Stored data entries
PR #46, opened 2022-08-07
spi: add Transaction::read_vec

newAM:
At the moment SPI reads with a length >1 cannot be represented.


dbrgn (approved):
Thanks! I guess this was an oversight 🙂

TASK BRIEF. Copy all data exactly, start to finish.

EXPECTED OUTPUT.
PR #46, opened 2022-08-07
spi: add Transaction::read_vec

newAM:
At the moment SPI reads with a length >1 cannot be represented.


dbrgn (approved):
Thanks! I guess this was an oversight 🙂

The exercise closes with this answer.